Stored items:

PR #1846, opened 2023-06-29
Disable document actions after marked as retired

1pretz1:
Previously, retiring a document only disabled creating a brand new
edition and creating a new edition of an existing document. However,
there were a number of POST actions that a user could perform, like
update tagging, change format + saving the document.

If we mark the document type as 'retired' then we don't expect the
inidvidual documents to be modified. All the documents data can be
displayed but not edited + internal notes + unpublish feature (incase a
document needs unpublishing).

Trello:
https://trello.com/c/85Kl4zO7/2092-disable-editing-of-tags-when-marking-publisher-licences-as-retired

## Before

Screenshot 2023-06-29 at 13 00 17
Screenshot 2023-06-29 at 12 59 12
Screenshot 2023-06-29 at 12 59 59
Screenshot 2023-06-29 at 13 00 09

## After

Screenshot 2023-07-10 at 13 39 20
Screenshot 2023-07-10 at 12 58 45
Screenshot 2023-07-10 at 12 58 51
Screenshot 2023-07-10 at 12 59 00

### DIFF
--- a/app/helpers/tabs_helper.rb
+++ b/app/helpers/tabs_helper.rb
@@ -25,8 +25,9 @@ module TabsHelper
   def tabs_for(user, resource)
     tabs_to_remove = []
     tabs_to_remove << "admin" unless user.has_editor_permissions?(resource)
+    tabs_to_remove << "admin" if resource.retired_format?
     tabs_to_remove << "unpublish" unless user.govuk_editor?
 
-    tabs.reject { |tab| tabs_to_remove.include?(tab.name) }
+    tabs.reject { |tab| tabs_to_remove.uniq.include?(tab.name) }
   end
 end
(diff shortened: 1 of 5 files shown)


app/helpers/tabs_helper.rb
```diff
@@ -25,8 +25,9 @@ def tabs
   def tabs_for(user, resource)
     tabs_to_remove = []
     tabs_to_remove << "admin" unless user.has_editor_permissions?(resource)
+    tabs_to_remove << "admin" if resource.retired_format?
     tabs_to_remove << "unpublish" unless user.govuk_editor?
 
-    tabs.reject { |tab| tabs_to_remove.include?(tab.name) }
+    tabs.reject { |tab| tabs_to_remove.uniq.include?(tab.name) }
```
KludgeKML, line 31: You probably don't need the uniq here, include? doesn't care if a thing appears twice in a list. But no harm.

KludgeKML (approved):
LGTM

app/helpers/tabs_helper.rb
1pretz1: You're correct, after some brief thought, I think I'm going to keep the `uniq` call so the array isn't populated with duplicates which may be surprising

PR #1903, opened 2023-08-21
fix(editions) prevent calling method on nil

FelixMarcusMillne:
- when a request is sent without an assigned_to param to update an edition, an error was being thrown as the update_assignment function expected a value to always be passed


anatron (approved):
Looks good to me! 👍

PR #1721, opened 2020-01-20
Trigger trending words signal only if the trigger_time is close to now

IvanIvanoff:
#### Summary

[//]: # (#### Related PRs)

[//]: # (#### Screenshots)


lib/sanbase/utils/datetime/utils.ex
```diff
@@ -1,4 +1,19 @@
 defmodule Sanbase.DateTimeUtils do
+  def time_in_range?(%Time{} = time, %Time{} = from, %Time{} = to) do
```
tspenov: please, add unit test for this one

PR #1730, opened 2020-01-22
Extend get_metric and get_anomaly api call data

IvanIvanoff:
- Rename all `getMetric` queries to `getMetric|<metric>` in the api exported data.
- Rename all `getAnomaly` queries to `getAnomaly|<anomaly>` in the api exported data.

This is done so we can run better analysis on our api calls
#### Summary

[//]: # (#### Related PRs)

[//]: # (#### Screenshots)

### DIFF
--- a/lib/sanbase_web/graphql/absinthe_before_send.ex
+++ b/lib/sanbase_web/graphql/absinthe_before_send.ex
@@ -28,7 +28,8 @@ defmodule SanbaseWeb.Graphql.AbsintheBeforeSend do
 
   @compile :inline_list_funcs
   @compile inline: [
-             cache_result: 3,
+             construct_query_name: 1,
+             cache_result: 2,
              queries_in_request: 1,
              extract_caller_data: 1,
              export_api_call_data: 3,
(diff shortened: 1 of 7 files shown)


tspenov:
maybe a test covering invoking `getMetric` api query and assert that metric is in the query field of api call data ?

lib/sanbase_web/graphql/absinthe_before_send.ex
```diff
@@ -120,6 +111,19 @@ defmodule SanbaseWeb.Graphql.AbsintheBeforeSend do
     {user_id, san_tokens, auth_method, api_token} =
       extract_caller_data(blueprint.execution.context)
 
+    queries =
+      queries
+      |> Enum.map(fn query ->
+        <<first_char::utf8, rest::binary>> = query |> Macro.camelize()
+        <<first_char + (?a - ?A)::utf8, rest::binary>>
+      end)
```
IvanIvanoff: If we do not do this we'll end up with `get_metric` and `getMetric` in the end results as we support both in the API

lib/sanbase_web/graphql/absinthe_before_send.ex
```diff
@@ -105,7 +94,7 @@ defmodule SanbaseWeb.Graphql.AbsintheBeforeSend do
     operations
     |> Enum.flat_map(fn %{selections: selections} ->
       selections
-      |> Enum.map(fn %{name: name} -> name end)
+      |> Enum.map(fn %{name: name} -> Inflex.camelize(name, :lower) end)
```
tspenov: Lets use `Absinthe.Utils.camelize`. It is a more stable dependancy and we are in absinthe pipeline module - so it fits better :?

tspenov:
@IvanIvanoff One related test is failing

lib/sanbase_web/graphql/absinthe_before_send.ex
IvanIvanoff: `Absinthe.Utils` sounds to me like some internal/private module and this is not what this dependency is supposed to do, so this function is not guaranteed to be supported/unchanged.

PR #1731, opened 2020-01-23
Signal KV-template payload

IvanIvanoff:
#### Summary
Make the signals payload to be generated by tempalte + KV map. This is the first step to start storing the template and the KV map separately in the DB and to send back the KV map to the frontend.

This PR keeps the old behavior and just introduces the internal structures needed for future changes. The work will be split into multiple PRs for easier reviews.

[//]: # (#### Related PRs)

[//]: # (#### Screenshots)


lib/sanbase/signals/operation/operation_text_kv.ex
```diff
@@ -0,0 +1,111 @@
+defmodule Sanbase.Signal.OperationText.KV do
+  @moduledoc ~s"""
+  A module providing a single function to_text/3 which transforms an operation
```
tspenov:
```suggestion
  A module providing a single function to_template_kv/3 which transforms an operation
```

PR #1739, opened 2020-01-29
Order feed

tspenov:
by default ordering is by  `DATETIME` in  `descending` order.
other opts: `orderBy: VOTES`, `orderBy: COMMENTS`, `orderBy: AUTHOR` (last means by author username)

example: `timelineEvents(orderBy: COMMENTS, limit: 3)`

### DIFF
--- a/lib/sanbase/ecto_helper.ex
+++ b/lib/sanbase/ecto_helper.ex
@@ -8,19 +8,23 @@ defmodule Sanbase.EctoHelper do
   alias Sanbase.Repo
 
   @doc """
-  Fetch a list of ids ordered by the count of items in has_many/many_to_many association.
+  Fetch a list of ids ordered by the count of items in has_many association.
+
+  opts:
+    - `order_by` - table field that is used to order by if two counts are the same.
+    Default: `:inserted_at` timestamp.
   """
   @spec fetch_ids_ordered_by_assoc_count(Ecto.Query.t(), atom, Keyword.t()) ::
           list(non_neg_integer())
   def fetch_ids_ordered_by_assoc_count(query, assoc_table, opts \\ []) do
-    order_by_second = Keyword.get(opts, :order_by, :inserted_at)
+    order_same_count_by = Keyword.get(opts, :order_by, :inserted_at)
 
     from(
       entity in query,
       left_join: assoc in assoc(entity, ^assoc_table),
       select: {entity.id, fragment("COUNT(?)", assoc.id)},
       group_by: entity.id,
-      order_by: fragment("count DESC NULLS LAST, ? DESC", field(entity, ^order_by_second))
+      order_by: fragment("count DESC NULLS LAST, ? DESC", field(entity, ^order_same_count_by))
     )
     |> Repo.all()
     |> Enum.map(fn {id, _} -> id end)
--- a/lib/sanbase/ecto_helper.ex
+++ b/lib/sanbase/ecto_helper.ex
@@ -1,0 +1,40 @@
+defmodule Sanbase.EctoHelper do
+  @moduledoc """
+  Module with reusable Ecto helper queries.
+  """
+
+  import Ecto.Query
+
+  alias Sanbase.Repo
+
+  @doc """
+  Fetch a list of ids ordered by the count of items in has_many/many_to_many association.
+  """
+  @spec fetch_ids_ordered_by_assoc_count(Ecto.Query.t(), atom, Keyword.t()) ::
+          list(non_neg_integer())
+  def fetch_ids_ordered_by_assoc_count(query, assoc_table, opts \\ []) do
+    order_by_second = Keyword.get(opts, :order_by, :inserted_at)
+
+    from(
+      entity in query,
+      left_join: assoc in assoc(entity, ^assoc_table),
+      select: {entity.id, fragment("COUNT(?)", assoc.id)},
+      group_by: entity.id,
+      order_by: fragment("count DESC NULLS LAST, ? DESC", field(entity, ^order_by_second))
+    )
+    |> Repo.all()
+    |> Enum.map(fn {id, _} -> id end)
+  end
+
+  @doc """
+  Fetch records of entity by a list of ids and keep the order of the selected records same as the list.
+  """
+  @spec by_id_in_order_query(Ecto.Query.t(), list(non_neg_integer())) :: Ecto.Query.t()
+  def by_id_in_order_query(query, ids) do
+    from(
+      entity in query,
+      where: entity.id in ^ids,
+      order_by: fragment("array_position(?, ?::int)", ^ids, entity.id)
+    )
+  end
+end
--- a/lib/sanbase/timeline/timeline_event.ex
+++ b/lib/sanbase/timeline/timeline_event.ex
@@ -85,19 +85,23 @@ defmodule Sanbase.Timeline.TimelineEvent do
     |> validate_required([:event_type, :user_id])
   end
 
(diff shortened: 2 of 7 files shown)


lib/sanbase/timeline/timeline_event.ex
```diff
@@ -248,12 +256,62 @@ defmodule Sanbase.Timeline.TimelineEvent do
...
-  defp events_order_limit_preload_query(query, limit) do
+  defp events_order_limit_preload_query(query, order_by, limit) do
+    query =
+      from(
+        event in query,
+        limit: ^limit
+      )
+      |> order_by_query(order_by)
+
+    from(event in query, preload: [:user_trigger, [post: :tags], :user_list, :user, :votes])
```
IvanIvanoff: Won't
```elixir
query
|> limit(^limit)
|> order_by_query(order_by)
|> preload([:user_trigger, [post: :tags], :user_list, :user, :votes])
```
work?

lib/sanbase/timeline/timeline_event.ex
```diff
@@ -248,12 +256,62 @@ defmodule Sanbase.Timeline.TimelineEvent do
...
+  end
+
+  defp order_by_query(query, :datetime) do
+    from(
+      event in query,
+      order_by: [desc: event.inserted_at]
```
IvanIvanoff: Maybe we should allow ASC/DESC to be a paramter? It would be useful here and with the authors (probably you don't want to sort from lowest number of comments to highest though)

lib/sanbase/timeline/timeline_event.ex
```diff
@@ -248,12 +256,62 @@ defmodule Sanbase.Timeline.TimelineEvent do
...
+    )
+  end
+
+  defp order_by_query(query, :author) do
+    from(
+      event in query,
+      left_join: u in User,
```
IvanIvanoff: inawrner join better? they should be equivalent though as there cannot be an event without an author?

lib/sanbase/timeline/timeline_event.ex
```diff
@@ -248,12 +256,62 @@ defmodule Sanbase.Timeline.TimelineEvent do
...
+    )
+  end
+
+  defp order_by_query(query, :votes) do
+    ids = fetch_ordered_ids(query, Sanbase.Vote)
+    by_id_in_order(query, ids)
+  end
+
+  defp order_by_query(query, :comments) do
+    ids = fetch_ordered_ids(query, Sanbase.Timeline.TimelineEventComment)
```
IvanIvanoff: I think it'll be better to use the following syntax
```elixir
from p in Post,
  left_join: c in assoc(p, :comments),
  select: {p, c}
```
and pass just the tables, not the whole module?

IvanIvanoff: This will make it not necessary to change when we have a similar change like renaming the `Comment` module you did last week.

lib/sanbase/timeline/timeline_event.ex
```diff
@@ -248,12 +256,62 @@ defmodule Sanbase.Timeline.TimelineEvent do
...
+  end
+
+  defp fetch_ordered_ids(query, assoc_module) do
+    from(
+      event in query,
+      left_join: assoc in ^assoc_module,
+      on: assoc.timeline_event_id == event.id,
+      select: {event.id, fragment("COUNT(?)", assoc.id)},
+      order_by: fragment("count DESC NULLS LAST, ? DESC", event.inserted_at),
+      group_by: event.id
```
IvanIvanoff: nitpick: in all other places group by comes before order by (mainly the CH queries)

lib/sanbase/timeline/timeline_event.ex
```diff
@@ -248,12 +256,62 @@ defmodule Sanbase.Timeline.TimelineEvent do
...
+    )
+    |> Repo.all()
+    |> Enum.map(fn {id, _} -> id end)
```
IvanIvanoff: Why `select: {event.id, fragment("COUNT(?)", assoc.id)},` if the second element is always ignored? Is there a way to write the order_by in other way :? At least a comment here would be useful

lib/sanbase/timeline/timeline_event.ex
```diff
@@ -248,12 +256,62 @@ defmodule Sanbase.Timeline.TimelineEvent do
...
+  end
+
+  defp by_id_in_order(query, ids) do
     from(
       event in query,
-      order_by: [desc: event.inserted_at],
-      limit: ^limit,
-      preload: [:user_trigger, [post: :tags], :user_list, :user, :votes]
+      where: event.id in ^ids,
+      order_by: fragment("array_position(?, ?::int)", ^ids, event.id)
```
IvanIvanoff: Please add some comments here what's happening

lib/sanbase/timeline/timeline_event.ex
tspenov: yeah, that is better. Just needed to add `many_to_many` `through` assoc for it to work

lib/sanbase/timeline/timeline_event.ex
tspenov: for `datetime` I think it shouldn't be useful because it will go back to first events. Also for votes and comments. Maybe only for authors. I don't see much the point for introducing another argument and special logic only for this one.

lib/sanbase/timeline/timeline_event.ex
tspenov: yeah, works. I was using `Repo.preload` instead the one from Ecto.Query and wondering why id doesn't work.

lib/sanbase/timeline/timeline_event.ex
tspenov: yes. even will simplify with `join: u in assoc(event, :user)`

lib/sanbase/timeline/timeline_event.ex
tspenov: I see no better way to do this.

lib/sanbase/timeline/timeline_event.ex
IvanIvanoff: yeah, keep in mind that doing `Repo.preload` will do an additional query as it works on results (structs) instead of adding some data to a query

lib/sanbase/timeline/timeline_event.ex
IvanIvanoff: hmm, with many_to_many the order_by becomes harder?

lib/sanbase/ecto_helper.ex
```diff
@@ -0,0 +1,40 @@
...
+
+  alias Sanbase.Repo
+
+  @doc """
+  Fetch a list of ids ordered by the count of items in has_many/many_to_many association.
+  """
+  @spec fetch_ids_ordered_by_assoc_count(Ecto.Query.t(), atom, Keyword.t()) ::
+          list(non_neg_integer())
+  def fetch_ids_ordered_by_assoc_count(query, assoc_table, opts \\ []) do
+    order_by_second = Keyword.get(opts, :order_by, :inserted_at)
```
IvanIvanoff: `order_same_id_by` is more understandable?

tspenov: Actually `order_same_count_by` is better.

lib/sanbase/timeline/timeline_event.ex
tspenov: it is actually `has_many` - `has_many(:comments, through: [:event_comment_mapping, :comment])`

PR #1740, opened 2020-01-29
Add template and KV to the trigger settings

IvanIvanoff:
#### Summary
- Introduces a `template_kv` field to the trigger settings (that is not persisted in the DB)
- Add a layer in the evaluator that takes the `template_kv` and builds the proper string payload (for sending in telegram/email and for tests)
- Add a field `data` in `timeline_events` and `signals_historical_activity` tables and store the KV list there.

[//]: # (#### Related PRs)

[//]: # (#### Screenshots)


lib/sanbase/signals/signal.ex
```diff
@@ -53,7 +45,16 @@ defimpl Sanbase.Signal, for: Any do
     end)
   end
 
-  def send_email(_), do: []
+  def send_email(%{
+        user: %Sanbase.Auth.User{
+          id: id,
+          user_settings: %{settings: %{has_telegram_connected: false}}
```
tspenov: why `has_telegram_connected ` for email ?

IvanIvanoff: no idea :smiley:

PR #1748, opened 2020-02-03
Fix leaking private signal anonymous feed

tspenov:


lib/sanbase/timeline/query.ex
```diff
@@ -6,6 +6,20 @@ defmodule Sanbase.Timeline.Query do
   alias Sanbase.Signal.UserTrigger
 
   # Events with public entities and current user private events
+  def events_with_public_entities_query(query) do
+    from(
+      event in query,
+      left_join: ut in UserTrigger,
```
IvanIvanoff: inner joins :?

lib/sanbase/timeline/query.ex
```diff
@@ -6,6 +6,20 @@ defmodule Sanbase.Timeline.Query do
...
+      on: event.user_trigger_id == ut.id,
+      left_join: ul in UserList,
+      on: event.user_list_id == ul.id,
+      where:
+        not is_nil(event.post_id) or
+          ul.is_public == true or
+          fragment("trigger->>'is_public' = 'true'")
```
IvanIvanoff: what's happening here? This means we can have true in the place and false in the other?

IvanIvanoff: ah.. it's different types 😨

tspenov: Means -watchlist is public and trigger is public. Can you explain further because if that doesn't answer your question

IvanIvanoff: I've misunderstood it like a single entity's publicity is defined in two places - but they are actually different entities.

lib/sanbase/timeline/query.ex
tspenov: it should be left_join - we have3 associations where only one is filled and other 2 are empty.
If it is inner join it will return empty always if I am not mistaken

PR #1753, opened 2020-02-05
Fix orderby votes bug

tspenov:


tspenov:
Close - order by VOTES works correctly - the idea is to order by DATE, then VOTES, then DATETIME.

◆ Task directions
When a line of the records has the word "false", pick it out and copy it.

◆ Output
+          user_settings: %{settings: %{has_telegram_connected: false}}
IvanIvanoff: what's happening here? This means we can have true in the place and false in the other?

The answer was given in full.